::: Supplied material :::
PR #563, opened 2016-03-07
Added lattice-determinize-non-compact

vimalmanohar:


danpovey:
Thanks, I'll look at this to-morrow

danpovey:
These are more code changes than I had anticipated.
Your semi-supervised training stuff, I'd rather not deal with right now-- I think we should compare with other approaches before committing it.
Your new discriminative-training wrapper-- it's not clear to me why this is needed?  What is the reason you can't use the old wrapping function, or maybe modify it slightly?

vimalmanohar:
This code supports using lattices as numerator instead of using alignment. Probably applicable to semi-supervised training.

vimalmanohar:
Most of the changes here are for semi-supervised training.

danpovey:
I thought it was the nnet3 discriminative training that we were checking in
(??)

vimalmanohar:
The codes were modified for work for both. The semi-supervised stuff can be added later. I am adding the other commits first.

danpovey:
It would have been better if you had kept these things separate.  I'm not
even sure that I want to check in the semi-supervised stuff.  Please start
work on a clean nnet3-discriminative-training setup that doesn't include a
bunch of unrelated changes!

vimalmanohar:
I have made the changes. I ran one iteration and the result matches the previous run. I will run a full experiment to check again.

danpovey:
ok thanks.
i won't check the PR till to-morrow.

src/latbin/lattice-determinize-non-compact.cc
```diff
@@ -0,0 +1,328 @@
...
+    typedef kaldi::int64 int64;
+    using fst::SymbolTable;
+    using fst::VectorFst;
+    using fst::StdArc;
+
+    const char *usage =
+        "lattice-determinize lattices (and apply a pruning beam)\n"
+        " (see http://kaldi.sourceforge.net/lattices.html for more explanation)\n"
+        "This version of the program retains the original "
+        "acoustic scores of arcs in the lattice. "
```
danpovey: mention that it writes the output in the non-compact format.

src/nnet3/discriminative-supervision.cc
```diff
@@ -0,0 +1,528 @@
...
+    } else {
+      output_supervision->resize(output_supervision->size() + 1);
+      output_supervision->back() = src;
+    }
+
+    output_supervision->back().Check();
+  }
+}
+
+void AppendLattice(Lattice *lat, const Lattice &src_lat) {
```
danpovey: there is a lot of lava-flow here.
state times are not needed, and your comment is not needed.
But why use this function at all?  Just call Concat and then TopSort.

vimalmanohar:
Removed that function

src/nnet3/discriminative-supervision.cc
```diff
@@ -0,0 +1,450 @@
...
+  supervision->weight = weight;
+  supervision->num_sequences = 1;
+  supervision->frames_per_sequence = num_ali.size();
+  supervision->num_ali = num_ali;
+  supervision->den_lat = den_lat;
+  TopSort(&(supervision->den_lat));
+
+  supervision->Check();
+
+  return true;
```
danpovey: this function always returns true, so I don't see a reason to have it as a separate function- why don't you make it a constructor?

src/nnet3/discriminative-supervision.cc
```diff
@@ -0,0 +1,450 @@
...
+// It helps us to more completely minimize the lattice.  Note: we
+// can't do this if the criterion is MPFE, because in that case the
+// objective function will be affected by the phone-identities being
+// different even if the pdf-ids are the same.
+void DiscriminativeSupervisionSplitter::CollapseTransitionIds(
+    const std::vector<int32> &state_times, Lattice *lat) const {
+  typedef Lattice::StateId StateId;
+  typedef Lattice::Arc Arc;
+
+  int32 num_frames = state_times.back();   // TODO: Check if this is always true
```
danpovey: it's always true since it's a non-compact lattice, and you've ensured that it's topologically sorted.

src/nnet3/discriminative-supervision.cc
vimalmanohar: I think I intended to return false if TopSort fails. I can check that and return false if it fails.

danpovey: It would never fail- would indicate a serious bug in the lattice.
I think it should be a class member anyway.  Initialize() function would
make more sense.

src/nnet3/discriminative-supervision.cc
```diff
@@ -0,0 +1,450 @@
...
+
+void DiscriminativeSupervisionSplitter::LatticeInfo::Check() const {
+  // Check if all the vectors are of size num_states
+  KALDI_ASSERT(state_times.size() == alpha_p.size() &&
+               state_times.size() == beta_p.size());
+
+  // Check that the states are ordered in increasing order of state_times.
+  // This must be true since the states are in breadth-first search order.
+  int32 t = 0;
+  for (std::vector<int32>::const_iterator it = state_times.begin();
```
danpovey: KALDI_ASSERT(IsSorted(state_times));

src/nnet3/discriminative-supervision.h
```diff
@@ -0,0 +1,247 @@
...
+  DiscriminativeSupervisionOptions supervision_config;
+  
+  SplitDiscriminativeSupervisionOptions() :
+    remove_output_symbols(false), collapse_transition_ids(false), 
+    remove_epsilons(false), determinize(false),
+    minimize(false) { }
+
+  void Register(OptionsItf *opts) {
+    opts->Register("collapse-transition-ids", &collapse_transition_ids,
+                   "Collapse transition ids");
```
danpovey: what does this mean???

src/nnet3/discriminative-supervision.cc
vimalmanohar: I can make it Initialize. This was how it is in nnet2. It was returning false when frames_per_sequence is 0 or when there is a mismatch between lattice and alignment num_frames.

src/nnet3/discriminative-supervision.h
```diff
@@ -0,0 +1,247 @@
...
+ 
+  DiscriminativeSupervisionSplitter(
+      const SplitDiscriminativeSupervisionOptions &config,
+      const TransitionModel &tmodel,
+      const DiscriminativeSupervision &supervision);
+
+  // A structure used to store the forward and backward scores 
+  // and state times of a lattice
+  struct LatticeInfo {
+    std::vector<double> alpha_p;
```
danpovey: google style guide forbids abbreviations.  I suggest to get rid of the _p suffixes.

danpovey: also document that they are log(alpha) and log(beta).

src/nnet3/discriminative-supervision.cc
danpovey: OK- you can make it Initialize and have it return bool.
but do check that the times match and return false if not.

src/nnet3/discriminative-supervision.h
```diff
@@ -0,0 +1,247 @@
...
+                             Lattice *lat) const;
+
+};
+
+/// This function appends a list of supervision objects to create what will
+/// usually be a single such object, but if the weights and num-frames are not
+/// all the same it will only append Supervision objects where successive ones
+/// have the same weight and num-frames, and if 'compactify' is true.  The
+/// normal use-case for this is when you are combining neural-net examples for
+/// training; appending them like this helps to simplify the decoding process.
```
danpovey: s/decoding/training/.  also in wherever you got this comment from originally.

src/nnet3/discriminative-supervision.h
vimalmanohar: This was because we had considered experimenting if we needed to also add initial and final costs of the objective, which would have been alpha_r and beta_r.

src/nnet3/discriminative-supervision.h
vimalmanohar: I'll add description.

src/nnet3/discriminative-supervision.h
danpovey: ok, well change it-- in any case that would have had to be documented.

src/nnet3/discriminative-training.cc
```diff
@@ -0,0 +1,602 @@
...
+  // same number of rows as supervision.num_frames * supervision.num_sequences,
+  // and the same number of columns as tmodel.NumPdfs(); but the
+  // ordering of the rows of 'nnet_output' is not the same as the ordering of
+  // frames in paths in the 'supervision' object (which has all frames of the
+  // 1st sequence first, then the 2nd sequence, and so on).  Instead, the
+  // frames in 'nnet_output' are ordered as: first the first frame of each
+  // sequence, then the second frame of each sequence, and so on. 
+  // This is done to be similar to the setup in 'chain' training 
+  // even though this does not offer any computational advantages here
+  // as in the 'chain' case.
```
danpovey: You could also mention that this is the default ordering used internally in the nnet3 code, so it may have a slight efficiency advantage by avoiding reordering at the output.

src/nnet3/discriminative-training.cc
```diff
@@ -0,0 +1,602 @@
...
+  DiscriminativeComputation(const DiscriminativeTrainingOptions &opts,
+      const TransitionModel &tmodel,
+      const CuVectorBase<BaseFloat> &log_priors,
+      const DiscriminativeSupervision &supervision,
+      const CuMatrixBase<BaseFloat> &nnet_output,
+      DiscriminativeTrainingStats *stats,
+      BaseFloat *l2_term,
+      CuMatrixBase<BaseFloat> *nnet_output_deriv,
+      CuMatrixBase<BaseFloat> *xent_output_deriv);
```
danpovey: I don't understand why you have a separate derivative matrix called 'xent_output_deriv'.
The reason this existed in the chain setup was that the nnet has two distinct outputs.
In discriminative training, there will presumably just be one output (?)  Or are you also trying to implement the same kind of xent smoothing as we support in the chain models, with a different output?

vimalmanohar: I need to conduct experiments on this. This smoothing is standard with sequence training, called F-smoothing or something. Microsoft paper says this helps.

danpovey: >
> > +  // frames in paths in the 'supervision' object (which has all frames of the
> > +  // 1st sequence first, then the 2nd sequence, and so on).  Instead, the
> > +  // frames in 'nnet_output' are ordered as: first the first frame of each
> > +  // sequence, then the second frame of each sequence, and so on.
> > +  // This is done to be similar to the setup in 'chain' training
> > +  // even though this does not offer any computational advantages here
> > +  // as in the 'chain' case.
> > +  DiscriminativeComputation(const DiscriminativeTrainingOptions &opts,
> > +      const TransitionModel &tmodel,
> > +      const CuVectorBase<BaseFloat> &log_priors,
> > +      const DiscriminativeSupervision &supervision,
> > +      const CuMatrixBase<BaseFloat> &nnet_output,
> > +      DiscriminativeTrainingStats *stats,
> > +      BaseFloat *l2_term,
> > +      CuMatrixBase<BaseFloat> *nnet_output_deriv,
> > +      CuMatrixBase<BaseFloat> *xent_output_deriv);
>
> I need to conduct experiments on this. This smoothing is standard with
> sequence training, called F-smoothing or something. Microsoft paper says
> this helps.
>
In my experience it doesn't help.
But even if you are going to do that, there is no need to have a separate
argument here, since there will be just one output of the network, and you
can just add to the derivative.
(in MMI, you can do it just by scaling the numerator as you add it).

vimalmanohar: This would be same as in the chain training. The chain objective gets replaced by the sequence objective. The xent remains the same as before. We would need a separate output that goes through a softmax.

danpovey: This would only make sense if the model was a chain model and it already
had the two outputs- otherwise, why not use the single output of the nnet,
which already has a softmax, for both purposes?  So you should probably
document that xent_output_deriv is only intended for use with chain models.

vimalmanohar: I remember decoding with the softmax part of the output, but the results were 10% absolute worse than chain part. I will try again to make sure I did correctly.

danpovey: I'm not sure why you said what you just said about "I remember decoding
with the softmax part of the output, but the results were 10% absolute
worse than chain part. I will try again to make sure I did correctly."  I
think you may have misinterpreted something I said.  This is not relevant.

src/nnet3/discriminative-training.cc
```diff
@@ -0,0 +1,602 @@
...
+  
+  if (!SplitStringToIntegers(opts_.silence_phones_str, ":", false,
+                             &silence_phones_)) {
+    KALDI_ERR << "Bad value for --silence-phones option: "
+              << opts_.silence_phones_str;
+  }
+}
+
+void DiscriminativeComputation::Compute() {
+  if (opts_.criterion == "mmi" && opts_.boost != 0.0) {
```
danpovey: there is a 'soft' 40-line limit on functions.
you have blown *way* past the limit with this function.

src/nnet3/discriminative-training.cc
```diff
@@ -0,0 +1,602 @@
...
+    double objf = tot_objf / tot_t_weighted;
+    KALDI_LOG << "Average modulus of SMBR gradients is " << avg_gradients 
+              << " per frame, over "
+              << tot_t_weighted << " frames";
+    KALDI_LOG << "SMBR objective function is " << objf
+              << " per frame, over " << tot_t_weighted << " frames.";
+  } 
+  
+  if (AccumulateGradients()) {
+    {
```
danpovey: double braces-- remove.

src/nnet3/discriminative-training.cc
```diff
@@ -0,0 +1,602 @@
...
+      temp.Scale(1.0/tot_t_weighted);
+      if (print_avg_gradients) {
+        KALDI_LOG << "Vector of average gradients wrt output activations is: \n" << temp;
+      } else {
+        KALDI_VLOG(4) << "Vector of average gradients wrt output activations is: \n" << temp;
+      }
+    }
+  }
+  if (AccumulateOutput()) {
+    {
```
PR #567, opened 2016-03-09
specifying namespace std when using cerr in src/lm/kaldi-lmtable.cc. …

xiaohui-zhang:
…This only affects compilation with some versions of openfst.


danpovey:
Samuel, I know this is what I asked you to do, but I just realized they should be KALDI_LOG.  Could you change it to that please?

xiaohui-zhang:
sure!

PR #744, opened 2016-05-02
Bug fixes to the Iban recipe

vijayaditya:
I will keep fixing the bugs in this recipe as I run different stages.

### DIFF
--- a/egs/iban/s5/local/prepare_lm.sh
+++ b/egs/iban/s5/local/prepare_lm.sh
@@ -10,7 +10,7 @@ set -e -o pipefail
 
 local/train_lms_srilm.sh --train-text data/train/text data/ data/srilm
 
-nl -nrz -w10  iban/LM/iban-bp-2012.txt | sort -R > data/local/external_text
+nl -nrz -w10  corpus/LM/iban-bp-2012.txt | sort -R > data/local/external_text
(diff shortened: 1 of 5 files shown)


egs/iban/s5/local/prepare_lm.sh
```diff
@@ -10,7 +10,7 @@ set -e -o pipefail
 
 local/train_lms_srilm.sh --train-text data/train/text data/ data/srilm
 
-nl -nrz -w10  iban/LM/iban-bp-2012.txt | sort -R > data/local/external_text
+nl -nrz -w10  corpus/LM/iban-bp-2012.txt | sort -R > data/local/external_text
```
jtrmal: This should probably be $corpus or something like that

vijayaditya: the database is being downloaded to corpus directory. Using a variable for
$corpus is not necessary.

jtrmal: Yes, that's true but I don't want to have the script to assume the location
-- for example at the CLSP, the location of the data would be somewhere in
/exports/corpora (as it is with tedlium or whatever).
But I see the whole script wasn't built with assumption of that, so I will
fix it later... Let's just leave it now as it is.
y.

jtrmal:
OK< merging

PR #752, opened 2016-05-03
Update to ComposeCompactLatticeDeterministic to fix a bug regarding t…

danpovey:
…he olabel (which shouldn't matter in our normal use-cases), and make final-probs application more efficient.


danpovey:
@david-ryan-snyder  and @hhadian, please take note of this upcoming change (should not affect anything).

hhadian:
I will test it with duration-modeling codes.

PR #756, opened 2016-05-04
Fix inversion of input and output of open2.

francisr:
Open2 doc: http://perldoc.perl.org/IPC/Open2.html
The first parameter is the output of the command, and the second one is its input. Previously it would never get into the while loop.
However now the error message about cyclicity triggers even on a G.fst that works fine for HCLG creation.

### DIFF
--- a/egs/wsj/s5/utils/lang/check_g_properties.pl
+++ b/egs/wsj/s5/utils/lang/check_g_properties.pl
@@ -56,14 +56,14 @@ while (<G>) {
       print "$0: validating $lang: error: line $_ in G.fst contains forbidden symbol <s> or </s>\n";
       exit(1);
     } elsif ($is_disambig{$A[2]}) {
-      print O $_;
+      print I $_;
       if ($A[3] != 0) {
         chop;
         print "$0: validating $lang: error: line $_ in G.fst has disambig on input but no epsilon on output\n";
         exit(1);
       }
     } elsif ($A[2] == 0) {
-      print O $_;
+      print I $_;
       $has_epsilons = 1;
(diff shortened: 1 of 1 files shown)


danpovey:
Thanks..
So does this patch fix the issue that you found?  Your patch isn't causing any other problems, right?  I wasn't 100% sure about your commit message, what it meant.

francisr:
This fixes the fact we never got into the while loop. But now it seems to always detect that G.fst is cyclic with the LMs I used, so there must be something wrong somewhere.

egs/wsj/s5/utils/lang/check_g_properties.pl
```diff
@@ -73,8 +73,8 @@
   }
 }
 
-close(O);  # tell 'fstcompile | fstinfo' pipeline that its input is done.
-while (<I>) {
+close(I);  # tell 'fstcompile | fstinfo' pipeline that its input is done.
+while (<O>) {
   if (m/cyclic\s+/) {
```
danpovey: OK, I think at this point it should say m/cyclic\s+y/
See if that makes it behave as expected.

francisr: Right, that is obvious in hindsight...
I've updated the pull request.

jtrmal: Remi, does the check pass for you now?
y.

francisr: Yes it does, I've tried with two different LMs.

danpovey:
Thanks- merging.

PR #759, opened 2016-05-04
Small fixes

giuliopaci:
While reading scripts I found a few small errors.
The fixes are not related to each other, but they are trivial, so I hope a single pull request is ok.

### DIFF
--- a/tools/extras/install_irstlm.sh
+++ b/tools/extras/install_irstlm.sh
@@ -55,7 +55,7 @@ fi
   [ ! -z ${IRSTLM} ] && \
     echo >&2 "IRSTLM config is already in env.sh" && exit
 
-  wd=`readlink -f $wd 2>/dev/null || pwd`
+  wd=`pwd -P`
 
   echo "export IRSTLM=$wd/irstlm"
   echo "export PATH=\${PATH}:\${IRSTLM}/bin"
--- a/src/configure
+++ b/src/configure
@@ -953,7 +953,7 @@ if [ "`uname`" == "Linux" ]; then
       See makefiles/linux_64_mkl.mk to manually configure for other platforms."
     fi
 
-    if  is_set "$MKLROOT" -a ! is_set "$MKLLIBDIR"; then
+    if  ( is_set "$MKLROOT" && ! is_set "$MKLLIBDIR" ); then
       echo -n "Configuring MKL library directory: "
       MKLLIBDIR=`linux_configure_mkllibdir $MKLROOT`
       if [ $? -ne 0 ]; then


tools/extras/install_irstlm.sh
```diff
@@ -55,6 +55,7 @@ fi
   [ ! -z ${IRSTLM} ] && \
     echo >&2 "IRSTLM config is already in env.sh" && exit
 
+  wd=`pwd`
```
danpovey: why is this line added, isn't it overridden by the next line?
the '|| pwd' is about BSD compatibility.

tools/extras/install_srilm.sh
```diff
@@ -24,7 +24,7 @@ tar -xvzf ../srilm.tgz
 # set the SRILM variable in the top-level Makefile to this directory.
 cp Makefile tmpf
 
-cat tmpf | awk -v pwd=`pwd` '/SRILM =/{printf("SRILM = %s\n", pwd); next;} {print;}' \
+cat tmpf | gawk -v pwd=`pwd` '/SRILM =/{printf("SRILM = %s\n", pwd); next;} {print;}' \
```
danpovey: Kaldi requires awk to be installed anyway, so using awk is fine and actually recommended/preferred for Kaldi scripts...
we check for gawk because SRILM does not work without it.

tools/extras/install_irstlm.sh
giuliopaci: This line is necessary because otherwise ```readlink -f $wd``` makes no sense and always fail.

tools/extras/install_irstlm.sh
```diff
@@ -55,6 +55,7 @@ fi
...
   wd=`readlink -f $wd 2>/dev/null || pwd`
```
danpovey: oh I see.  you could probably replace $wd in this expression with $PWD, and remove the extra line.

tools/extras/install_srilm.sh
giuliopaci: Then I am going to fix another line in this script. Wait for the PR to be updated before merging.

giuliopaci: Sorry, I missed your last line. Then I am going to drop this commit.

tools/extras/install_irstlm.sh
giuliopaci: Reading http://www.unix.com/man-page/posix/1posix/pwd/ probably the desired behaviour is just one line:
```
wd=`pwd -P`
```

or, for maximum compatibility with already used systems:

```
wd=`pwd -P 2>/dev/null || pwd`
```

This will avoid the unportable ```readlink -f```, provide a portable solution and will be equivalent to or better than (from the performance point of view, that is completely irrelevant in this case) ```readlink -f $PWD``` in bash where ```pwd``` is a builtin.

danpovey: I'm OK with wd=`pwd -P`; it works on my mac.

giuliopaci:
I just updated the pull request.

danpovey:
Are you sure you pushed to your repo?  I dont see the w=`pwd -P`

giuliopaci:
Indeed I pushed before noticing that I was still in the middle of a rebase, due to an error. Now it should be ok.

danpovey:
Thanks-- merging.

PR #769, opened 2016-05-09
Cudnn 3D Convolution Component

galv:
Note: Unfortunately the tests won't run right now. CUDNN works only on the GPU, and I haven't thought of a good way to change the current test code to handle GPU-only components. But trust me when I say that all tests do pass (I made unpushed changes to the test code to check).

Here are a few talking points:

- Currently, CUDNN's convolution is much more full-featured than the one provided by Kaldi. The lack of a CPU implementation of things like upscaling will be a problem in the future, since I believe we like to do inference on the CPU.
- No attempt was made to provide the same interface as the current ConvolutionComponent. This was done partially for ease of implementation.
- @danpovey  should look at commit aa34c2e . It may not be the best way to fix the bug that it fixes.
- I don't currently allow CUDNN to select the best possible convolution algorithm itself.
- Only zyx vectorization is supported right now. CUDNN has primitives to convert yzx to zyx if necessary. I admit I'm not sure why Kaldi needs yzx configuration anyway.

Let me know if anything is unclear. I probably know CUDNN's interface better than anyone else here now.


galv:
Continuation of #604

danpovey:
I just created a branch 'cudnn' as a copy of master.  Please make this PR to that branch.
This doesn't replace detailed review-- which I don't have time for right now.

galv:
Trust me, I don't expect this to get into the main code base as it is ;D

PR #772, opened 2016-05-09
Adding nnet3/chain support to steps/cleanup/find_bad_utts_nnet.sh, no…

realill:
Adding nnet3/chain support for this script, so it now supports both nnet2 and nnet3. Probably nnet1.


danpovey:
OK.  Normally we'd have different scripts for the different types of nnet, but this seems fairly harmless, so I'm merging it.

PR #775, opened 2016-05-12
nnet1: updating the MMI / sMBR scripts,

vesis84:
- fixing bug when i-vectors are used with 'steps/nnet/train_mpe.sh',
- cosmetic changes,


vesis84:
(just script change, no need to wait for travis)

PR #779, opened 2016-05-15
Remove old memory alignment flags

### LINKED ISSUE #740: Get rid of HAVE_POSIX_MEMALIGN and HAVE_MEMALIGN
I want the code in kaldi-utils.h regarding memory alignment to be cleaned up.
The setups we support can be divided into two, in terms of memory alignment
(1) windows -> use aligned_malloc
(2) unix systems [Linux and Darwin] -> use posix_memalign

So we don't need the compilation flags HAVE_POSIX_MEMALIGN or HAVE_MEMALIGN any more (they were already legacy code, from proto-Kaldi).  These flags should be removed from the prototype Makefiles.

Anyone can help with this.

guoguo12:
As far as I can tell, this resolves #740. Tested on Ubuntu. Should be tested on Windows.

### DIFF
--- a/src/base/kaldi-utils.h
+++ b/src/base/kaldi-utils.h
@@ -46,25 +46,14 @@
 #endif
 #endif
 
-#ifdef HAVE_POSIX_MEMALIGN
-#  define KALDI_MEMALIGN(align, size, pp_orig) \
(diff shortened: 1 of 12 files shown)


danpovey:
Thanks!  Merging.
:::
**Requirement:**
Lines with the word "minimize" in them: report all of these from the listing above.

**Answer to the exercise:**
+// It helps us to more completely minimize the lattice.  Note: we
+    minimize(false) { }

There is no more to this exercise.